Ok, you taught your students to block a few punches, but the guy keeps coming. Then what?
Sean


----------



## clfsean (Mar 19, 2012)

Jenna said:


> Why would you teach Aikido?



Better question is how he thinks he would teach Aikido...


----------



## Aiki Lee (Mar 19, 2012)

Zenjael said:


> It seems morally wrong to me, to teach attack techniques to people, in a church mind you, as a combat. A lot of martial arts espouse self-defense as a core tenet, yet have many techniques which do the exact opposite. No self-defense should ever result in death, within reasonable circumstances (though good luck obtaining that when people do attack you) and yet many arts have techniques which completely contain this. A reverse-inverted axe-kick to the neck, striking through a heal at the base of shoulder is fatal the majority of the time.

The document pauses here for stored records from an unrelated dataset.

PR #3767, opened 2022-11-18
Remove references to fabric

GDSNewt:
### **What**

Fabric is an old tool that can no longer be used by [GOV.UK](http://gov.uk/) Devs. We should therefore remove all references to it from our docs and replace them with alternative commands

### **Why**

Fabric used to let us apply an ssh command across lots of machines. However in recent years the tool has become difficult for many devs to install.

It relies on an old deprecated form of python, and its dependencies cannot be installed today in a way that function.

It has still been referred to as a command in numerous places in [GOV.UK](http://gov.uk/) developer documentation, causing confusion for 2ndline shifts which are unable to use the tool.

This PR therefore seeks to remove said references. 

Trello: https://trello.com/c/AGdifoDb/250-remove-fabric-and-replace-references-in-docs

### DIFF
--- a/source/manual/alerts/rabbitmq-no-consumers-listening.html.md
+++ b/source/manual/alerts/rabbitmq-no-consumers-listening.html.md
@@ -15,12 +15,12 @@ the alert.
 
 For information about how we use RabbitMQ, see [here][rabbitmq_doc].
 
-### `No consumers listening to queue`
+### No consumers listening to queue
 
 This check reports a critical error when **no** consumers are listening to the
 queue, meaning messages entering the queue will never be processed.
 
-### `No activity for X seconds: idle times are [X, Y, Z]`
+### No activity for X seconds: idle times are [X, Y, Z]
 
 This checks whether the RabbitMQ consumers for a queue have been active in the
 last 5 minutes. Consumers in an `idle` state are listening to the queue but are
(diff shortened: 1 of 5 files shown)


source/manual/alerts/rabbitmq-no-consumers-listening.html.md
```diff
@@ -74,12 +74,7 @@ messages then this could indicate an issue with the consumer.
 
 ### Troubleshooting steps
 
-1. You could try restarting the consumer applications. After restarting, check
-   to see if the problem is solved. E.g for email-alert-service, run:
-
-```bash
-$ fab $environment class:email_alert_api app.restart:email-alert-service
-```
+1. You could try restarting the application [on all the machines in a class](https://docs.publishing.service.gov.uk/manual/howto-run-ssh-commands-on-many-machines). After restarting, check to see if the problem is solved.
```
ChrisBAshton, line 77: Suggest you signpost the `email_alert_api` machine class here.

```suggestion
1. You could try restarting the application [on all the `email_alert_api` machines](https://docs.publishing.service.gov.uk/manual/howto-run-ssh-commands-on-many-machines). After restarting, check to see if the problem is solved.
```

source/manual/deploy-puppet.html.md
```diff
@@ -49,13 +49,7 @@ before the release takes effect. This has an implication on how
...
 
 If you'd rather not wait and you're able to safely determine from the
-diff what classes of machines the change will affect, you can use
-[Fabric](https://github.com/alphagov/fabric-scripts) to force a run of
-Puppet. For example:
-
-```
-fab $environment class:frontend_lb class:backend_lb puppet
-```
+diff what classes of machines the change will affect, [you can force a run of puppet](/manual/howto-run-ssh-commands-on-many-machines.html#run-puppet).
```
ChrisBAshton, line 52:
```suggestion
diff what classes of machines the change will affect, [you can force a run of puppet](/manual/howto-run-ssh-commands-on-many-machines.html#run-puppet) on the relevant machine classes.
```

ChrisBAshton (commented):
LGTM, a couple of QA comments below

ChrisBAshton (approved):

PR #3771, opened 2022-11-23
Add policy on Ruby versions for Rubygems

kevindew:
This adds documentation on the approach we take for managing Ruby versions with gems, this is added as documentation is this is not widely known. I've also added some links to documentation that may be used when updating Ruby to hopefully bring this to peoples attention (thanks for the suggestions Murilo, Ollie and Jonathan).

With our Ruby apps we aim to run them, in dev, CI and production on the newest Ruby version available. However with a Rubygem we aim for it to be compatible across the range of supported Ruby versions - this allows our apps to upgrade Ruby versions when the teams are ready and is friendly to anyone outside GDS who also uses the gems.

When supporting a number of Ruby versions it is better to run on the lowest version by default in development. This is because it immediately prevents using features that aren't available in all of the supported Rubies and it stops the linter trying to make suggestions to utilise those new features.

### DIFF
--- a/source/manual/publishing-a-ruby-gem.html.md
+++ b/source/manual/publishing-a-ruby-gem.html.md
@@ -47,6 +47,35 @@ The default Jenkins build script will automatically detect the presence of a
 [Jenkinsfile for govuk_app_config](https://github.com/alphagov/govuk_app_config/blob/master/Jenkinsfile)
 for an example.
 
+## Ruby version compatibility
+
+Our policy is that our Ruby gems are compatible with all [currently supported
+minor versions of Ruby][supported-rubies]. For example, in November 2022, There
+are supported Ruby releases of 2.7, 3.0 and 3.1, thus we expect gems to be
+compatible with each of those and be tested against them (there is
+[documentation][testing-gems] on the approach to test them).
+
+We specify the minimum Ruby version supported in the [gemspec file][gemspec-ruby-version]
+and expect the `.ruby-version` to match that version. For example, if Ruby 2.7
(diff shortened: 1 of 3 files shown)


source/manual/publishing-a-ruby-gem.html.md
```diff
@@ -47,6 +47,35 @@ The default Jenkins build script will automatically detect the presence of a
...
+greater and the `.ruby-version` file to reference the most recent Ruby 2.7
+release (which in November 2022 is 2.7.6).
+
+When new minor versions of Ruby are released (typically each Christmas) we
+update gems to test against the new version. For example, when Ruby 3.2
+is released our gem test matrices should be expanded to test against Ruby 3.2.
+
+When Ruby versions reach end-of-life (typically April) we update gems
+to drop support for that Ruby version and update the `.ruby-version` files to
+the newest version. For example, when Ruby 2.7 reaches end of life, we drop 2.7
```
ChrisBAshton, line 70: "newest" seems the wrong choice of word here, as that would imply Ruby 3.1:

```suggestion
the next supported version. For example, when Ruby 2.7 reaches end of life, we drop 2.7
```

ChrisBAshton (approved):
Looks good ⭐ one nitpick comment.

source/manual/publishing-a-ruby-gem.html.md
kevindew: Thanks, good catch. It's rather tricky describing how should take the newest release from the oldest supported branch.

First of all, combat is combat. It is not wrong to teach people how to properly defend themselves no matter where you are. Defense against a deadly attack may reuiqre a deadly response to stop it. That's just realistic and anyone not willing to admit that would never be successful in such an encounter. Second, Christians have killed and been killed all through history just like every other culture or belief or group of people. There are no prohibitions in Christian doctrines prohibiting killing in self defense, REAL self-defense not murder or revenge that someone tries to justify. For example, the Knights Hospitilar and the Knights Templar were religious orders, but they were warriors too. I'm sure sometimes they were forced to kill people. Because human beings don't have unlimited power we are not always in a position to resolve a conflict in the best fashion. It would be great if you could end war or attempted murder without resorting to killing, but humans, often lack the means when confronted with such scenarios and so must resort to deadly force for self-preservation.



Zenjael said:


> This is well and fine for martial arts which emphasize offense; but when teaching to Christians, is it proper to modify one's curriculum to respect their beliefs. Not to a degree of crippling the art, but reorienting it.?


 Y
ou should not assume how another person's beliefs will affect their ability to train correctly and with the correct purpose in mind. If you assume that a group won't be interested in something without exploring it with them first, you are sterotyping. One a slightly different note there may be some concessions one could make depending on the beliefs of a student. For example in our dojo we have a few Muslim students who state that it is improper for them to bow for any purpose other than worship. Originnally I was taken quite by surprised as it seemed silly to me that a person would not differentiate between a culturally accepted mannerism and a religious practice. But then after a thinking of it, a person's beliefs should be respected whether or not I agree with them as long as a difference of beliefs does not hinder the rest of the group; in which case the student should seek training elsewhere to a group that fits his or her preferences better.






Zenjael said:


> I have not done this, as I take it very serious to follow the guidelines for who I teach under. It is just, someday should I have my own school, or teach at another religious center, how I should go about it.
> 
> A strong part of me feels I should alter, but what is your input?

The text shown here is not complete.